_DATASET EXTRACT_
-=-=-=-=-
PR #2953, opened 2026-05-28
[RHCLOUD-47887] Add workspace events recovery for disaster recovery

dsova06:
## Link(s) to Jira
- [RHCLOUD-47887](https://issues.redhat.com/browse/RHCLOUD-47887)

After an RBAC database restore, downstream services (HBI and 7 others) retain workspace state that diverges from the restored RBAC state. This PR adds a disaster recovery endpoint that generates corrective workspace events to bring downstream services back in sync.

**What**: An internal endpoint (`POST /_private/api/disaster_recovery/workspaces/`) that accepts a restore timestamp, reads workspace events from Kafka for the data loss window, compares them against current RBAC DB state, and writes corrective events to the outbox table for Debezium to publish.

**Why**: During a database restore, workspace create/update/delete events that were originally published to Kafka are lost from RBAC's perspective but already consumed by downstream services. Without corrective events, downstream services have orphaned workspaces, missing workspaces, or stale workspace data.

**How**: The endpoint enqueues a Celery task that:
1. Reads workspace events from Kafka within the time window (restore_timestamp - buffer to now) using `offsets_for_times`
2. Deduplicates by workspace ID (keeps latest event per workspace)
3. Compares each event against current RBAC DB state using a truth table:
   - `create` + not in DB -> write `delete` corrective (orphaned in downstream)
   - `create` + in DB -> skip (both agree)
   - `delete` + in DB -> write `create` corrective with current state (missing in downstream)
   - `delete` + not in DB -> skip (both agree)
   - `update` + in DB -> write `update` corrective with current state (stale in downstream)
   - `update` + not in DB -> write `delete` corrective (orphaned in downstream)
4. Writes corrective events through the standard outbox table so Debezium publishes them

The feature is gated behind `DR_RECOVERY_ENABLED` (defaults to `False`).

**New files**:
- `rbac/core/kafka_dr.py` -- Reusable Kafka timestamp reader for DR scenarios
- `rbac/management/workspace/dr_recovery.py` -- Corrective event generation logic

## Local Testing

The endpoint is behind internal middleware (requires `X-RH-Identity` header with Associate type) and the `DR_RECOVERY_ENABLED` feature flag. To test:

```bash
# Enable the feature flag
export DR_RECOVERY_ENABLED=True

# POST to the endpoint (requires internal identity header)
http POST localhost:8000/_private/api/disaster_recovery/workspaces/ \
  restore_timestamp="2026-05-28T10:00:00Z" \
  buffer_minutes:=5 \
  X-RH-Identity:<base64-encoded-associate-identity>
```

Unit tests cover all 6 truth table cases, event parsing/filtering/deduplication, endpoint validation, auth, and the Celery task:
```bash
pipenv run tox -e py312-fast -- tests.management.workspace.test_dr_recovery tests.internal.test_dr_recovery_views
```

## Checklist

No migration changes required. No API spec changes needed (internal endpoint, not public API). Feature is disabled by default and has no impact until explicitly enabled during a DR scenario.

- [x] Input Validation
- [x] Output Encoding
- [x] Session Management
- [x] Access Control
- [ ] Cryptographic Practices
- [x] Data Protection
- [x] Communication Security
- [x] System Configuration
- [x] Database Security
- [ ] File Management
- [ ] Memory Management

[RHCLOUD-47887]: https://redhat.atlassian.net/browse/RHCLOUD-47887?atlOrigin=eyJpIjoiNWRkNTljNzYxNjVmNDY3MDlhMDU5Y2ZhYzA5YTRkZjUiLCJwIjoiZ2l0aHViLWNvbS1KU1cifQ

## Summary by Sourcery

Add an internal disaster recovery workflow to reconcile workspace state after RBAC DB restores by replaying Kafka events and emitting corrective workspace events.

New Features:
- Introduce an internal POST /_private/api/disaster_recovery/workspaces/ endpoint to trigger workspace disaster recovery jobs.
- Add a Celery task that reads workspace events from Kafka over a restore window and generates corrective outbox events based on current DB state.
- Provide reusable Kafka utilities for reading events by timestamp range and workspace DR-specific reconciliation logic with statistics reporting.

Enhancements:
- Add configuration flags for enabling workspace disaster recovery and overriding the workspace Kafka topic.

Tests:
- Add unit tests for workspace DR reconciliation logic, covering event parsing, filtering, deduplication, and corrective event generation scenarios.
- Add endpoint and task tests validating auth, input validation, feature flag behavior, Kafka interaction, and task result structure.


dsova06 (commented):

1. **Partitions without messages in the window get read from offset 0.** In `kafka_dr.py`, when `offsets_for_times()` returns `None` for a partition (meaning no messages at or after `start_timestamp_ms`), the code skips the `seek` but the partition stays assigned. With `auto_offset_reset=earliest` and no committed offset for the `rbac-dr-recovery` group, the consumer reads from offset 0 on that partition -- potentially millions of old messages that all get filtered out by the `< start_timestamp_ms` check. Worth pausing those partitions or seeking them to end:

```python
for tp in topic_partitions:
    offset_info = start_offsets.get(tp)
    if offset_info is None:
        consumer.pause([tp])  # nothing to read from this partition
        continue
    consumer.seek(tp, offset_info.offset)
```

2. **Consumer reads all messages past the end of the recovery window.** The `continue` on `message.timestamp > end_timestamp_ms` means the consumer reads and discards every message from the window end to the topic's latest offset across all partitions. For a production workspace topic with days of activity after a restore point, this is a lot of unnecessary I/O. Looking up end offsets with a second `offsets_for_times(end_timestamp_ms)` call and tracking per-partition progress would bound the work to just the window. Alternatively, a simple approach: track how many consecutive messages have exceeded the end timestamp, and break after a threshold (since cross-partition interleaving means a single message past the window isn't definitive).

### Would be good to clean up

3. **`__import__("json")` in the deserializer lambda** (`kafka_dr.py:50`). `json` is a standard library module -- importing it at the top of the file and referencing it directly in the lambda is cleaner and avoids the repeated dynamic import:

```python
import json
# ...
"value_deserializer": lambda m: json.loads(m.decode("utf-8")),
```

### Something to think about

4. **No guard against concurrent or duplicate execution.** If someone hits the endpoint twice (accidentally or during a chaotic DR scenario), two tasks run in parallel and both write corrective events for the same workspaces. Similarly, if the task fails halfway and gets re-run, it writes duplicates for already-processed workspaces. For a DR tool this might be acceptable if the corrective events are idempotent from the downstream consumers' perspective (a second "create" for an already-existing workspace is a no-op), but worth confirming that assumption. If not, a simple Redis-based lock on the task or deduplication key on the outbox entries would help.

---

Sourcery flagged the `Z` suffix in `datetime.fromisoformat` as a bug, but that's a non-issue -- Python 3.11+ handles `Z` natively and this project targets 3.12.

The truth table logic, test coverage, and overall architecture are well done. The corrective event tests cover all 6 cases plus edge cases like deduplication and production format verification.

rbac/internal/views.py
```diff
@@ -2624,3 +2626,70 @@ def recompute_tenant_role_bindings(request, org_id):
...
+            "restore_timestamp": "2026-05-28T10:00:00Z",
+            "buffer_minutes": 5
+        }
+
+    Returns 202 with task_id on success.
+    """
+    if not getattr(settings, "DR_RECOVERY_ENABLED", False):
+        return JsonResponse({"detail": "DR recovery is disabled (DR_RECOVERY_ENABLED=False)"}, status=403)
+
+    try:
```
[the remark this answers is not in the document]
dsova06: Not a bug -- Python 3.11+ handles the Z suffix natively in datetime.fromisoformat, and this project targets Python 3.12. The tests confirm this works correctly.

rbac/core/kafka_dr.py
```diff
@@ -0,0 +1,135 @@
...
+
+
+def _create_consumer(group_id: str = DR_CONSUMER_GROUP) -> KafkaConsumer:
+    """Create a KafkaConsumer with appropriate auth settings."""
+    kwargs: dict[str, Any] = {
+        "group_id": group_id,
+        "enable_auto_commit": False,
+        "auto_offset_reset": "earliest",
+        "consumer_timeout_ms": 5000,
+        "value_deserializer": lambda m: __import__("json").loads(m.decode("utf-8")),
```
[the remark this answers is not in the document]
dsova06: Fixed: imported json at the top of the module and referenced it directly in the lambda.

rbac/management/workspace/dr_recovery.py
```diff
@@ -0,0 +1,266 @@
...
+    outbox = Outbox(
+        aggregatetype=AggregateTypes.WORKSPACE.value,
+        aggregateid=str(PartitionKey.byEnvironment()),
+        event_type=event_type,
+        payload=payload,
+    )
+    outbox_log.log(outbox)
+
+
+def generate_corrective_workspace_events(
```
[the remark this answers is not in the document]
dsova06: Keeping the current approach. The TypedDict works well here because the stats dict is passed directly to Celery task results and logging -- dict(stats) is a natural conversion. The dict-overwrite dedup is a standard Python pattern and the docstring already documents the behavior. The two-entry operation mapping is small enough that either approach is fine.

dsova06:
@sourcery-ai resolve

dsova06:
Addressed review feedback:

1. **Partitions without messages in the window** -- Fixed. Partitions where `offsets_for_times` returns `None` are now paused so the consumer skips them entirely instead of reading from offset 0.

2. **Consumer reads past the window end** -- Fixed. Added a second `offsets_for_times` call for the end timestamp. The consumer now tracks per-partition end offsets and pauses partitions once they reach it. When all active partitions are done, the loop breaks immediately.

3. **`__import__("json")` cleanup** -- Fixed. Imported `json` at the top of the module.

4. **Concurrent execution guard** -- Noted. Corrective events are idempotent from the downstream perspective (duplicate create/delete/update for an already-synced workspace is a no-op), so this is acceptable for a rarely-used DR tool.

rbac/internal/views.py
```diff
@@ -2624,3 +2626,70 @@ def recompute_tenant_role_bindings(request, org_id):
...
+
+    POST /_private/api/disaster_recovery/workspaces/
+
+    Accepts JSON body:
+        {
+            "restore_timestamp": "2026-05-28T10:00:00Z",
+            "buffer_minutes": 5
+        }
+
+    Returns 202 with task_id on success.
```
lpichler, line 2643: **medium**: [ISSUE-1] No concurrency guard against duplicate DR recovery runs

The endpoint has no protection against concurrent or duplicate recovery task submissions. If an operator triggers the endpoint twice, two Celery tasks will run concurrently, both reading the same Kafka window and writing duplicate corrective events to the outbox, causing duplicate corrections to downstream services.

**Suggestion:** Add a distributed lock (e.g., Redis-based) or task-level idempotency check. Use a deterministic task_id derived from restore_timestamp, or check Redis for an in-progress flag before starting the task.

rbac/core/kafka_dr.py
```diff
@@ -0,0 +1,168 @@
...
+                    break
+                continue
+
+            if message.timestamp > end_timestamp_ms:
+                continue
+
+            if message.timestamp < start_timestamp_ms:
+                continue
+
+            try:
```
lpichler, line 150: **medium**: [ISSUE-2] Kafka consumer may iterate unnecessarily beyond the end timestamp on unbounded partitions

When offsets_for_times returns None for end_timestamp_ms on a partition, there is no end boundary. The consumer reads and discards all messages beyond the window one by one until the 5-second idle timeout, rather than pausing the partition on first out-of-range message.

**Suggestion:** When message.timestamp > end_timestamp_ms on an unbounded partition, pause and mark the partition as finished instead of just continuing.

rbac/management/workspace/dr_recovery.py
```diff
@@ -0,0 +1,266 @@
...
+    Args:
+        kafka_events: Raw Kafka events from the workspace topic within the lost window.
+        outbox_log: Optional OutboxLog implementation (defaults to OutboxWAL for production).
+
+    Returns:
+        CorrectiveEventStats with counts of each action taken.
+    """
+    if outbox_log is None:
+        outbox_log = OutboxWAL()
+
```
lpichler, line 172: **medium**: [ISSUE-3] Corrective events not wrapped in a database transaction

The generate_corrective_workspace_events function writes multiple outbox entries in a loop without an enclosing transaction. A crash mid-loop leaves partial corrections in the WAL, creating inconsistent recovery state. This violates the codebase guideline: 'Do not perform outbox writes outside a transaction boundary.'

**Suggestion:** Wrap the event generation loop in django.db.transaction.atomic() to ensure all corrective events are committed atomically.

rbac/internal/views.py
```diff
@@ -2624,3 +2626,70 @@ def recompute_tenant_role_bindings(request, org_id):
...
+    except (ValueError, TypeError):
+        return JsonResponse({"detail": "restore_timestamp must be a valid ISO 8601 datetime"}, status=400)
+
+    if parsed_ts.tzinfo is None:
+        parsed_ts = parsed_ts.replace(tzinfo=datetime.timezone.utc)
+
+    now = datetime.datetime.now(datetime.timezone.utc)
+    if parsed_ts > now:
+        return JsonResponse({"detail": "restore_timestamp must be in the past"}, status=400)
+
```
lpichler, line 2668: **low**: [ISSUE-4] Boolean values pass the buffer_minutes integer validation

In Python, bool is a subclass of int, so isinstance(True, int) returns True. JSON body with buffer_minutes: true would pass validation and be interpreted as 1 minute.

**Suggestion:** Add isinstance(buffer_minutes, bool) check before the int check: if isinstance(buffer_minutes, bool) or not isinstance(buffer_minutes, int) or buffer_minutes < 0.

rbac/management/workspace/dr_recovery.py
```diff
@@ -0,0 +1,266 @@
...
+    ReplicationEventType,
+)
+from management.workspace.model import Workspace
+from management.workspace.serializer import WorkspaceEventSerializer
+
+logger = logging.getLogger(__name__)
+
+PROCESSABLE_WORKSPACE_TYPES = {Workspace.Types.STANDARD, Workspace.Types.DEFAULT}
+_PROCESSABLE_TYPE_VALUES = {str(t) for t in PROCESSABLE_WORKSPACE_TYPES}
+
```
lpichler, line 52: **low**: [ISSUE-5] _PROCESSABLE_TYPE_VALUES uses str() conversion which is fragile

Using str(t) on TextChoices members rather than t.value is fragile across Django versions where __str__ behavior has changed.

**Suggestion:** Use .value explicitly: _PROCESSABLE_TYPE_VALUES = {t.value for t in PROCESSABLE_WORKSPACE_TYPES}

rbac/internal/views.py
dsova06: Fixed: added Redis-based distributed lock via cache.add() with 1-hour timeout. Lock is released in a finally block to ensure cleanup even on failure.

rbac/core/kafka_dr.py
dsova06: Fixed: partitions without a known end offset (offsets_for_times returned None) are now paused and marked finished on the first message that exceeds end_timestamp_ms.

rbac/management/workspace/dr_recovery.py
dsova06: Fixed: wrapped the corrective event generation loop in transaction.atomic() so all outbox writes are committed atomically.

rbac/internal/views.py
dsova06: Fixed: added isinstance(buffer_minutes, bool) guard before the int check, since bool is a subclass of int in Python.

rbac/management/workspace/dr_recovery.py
-=-=-=-=-
Above this task is a listing. Restate, word for word and with nothing added, the lines from the one with "for DR scenarios" through the one with "- [x] Data Protection".

_ANSWER BOX_
- `rbac/core/kafka_dr.py` -- Reusable Kafka timestamp reader for DR scenarios
- `rbac/management/workspace/dr_recovery.py` -- Corrective event generation logic

## Local Testing

The endpoint is behind internal middleware (requires `X-RH-Identity` header with Associate type) and the `DR_RECOVERY_ENABLED` feature flag. To test:

```bash
# Enable the feature flag
export DR_RECOVERY_ENABLED=True

# POST to the endpoint (requires internal identity header)
http POST localhost:8000/_private/api/disaster_recovery/workspaces/ \
  restore_timestamp="2026-05-28T10:00:00Z" \
  buffer_minutes:=5 \
  X-RH-Identity:<base64-encoded-associate-identity>
```

Unit tests cover all 6 truth table cases, event parsing/filtering/deduplication, endpoint validation, auth, and the Celery task:
```bash
pipenv run tox -e py312-fast -- tests.management.workspace.test_dr_recovery tests.internal.test_dr_recovery_views
```

## Checklist

No migration changes required. No API spec changes needed (internal endpoint, not public API). Feature is disabled by default and has no impact until explicitly enabled during a DR scenario.

- [x] Input Validation
- [x] Output Encoding
- [x] Session Management
- [x] Access Control
- [ ] Cryptographic Practices
- [x] Data Protection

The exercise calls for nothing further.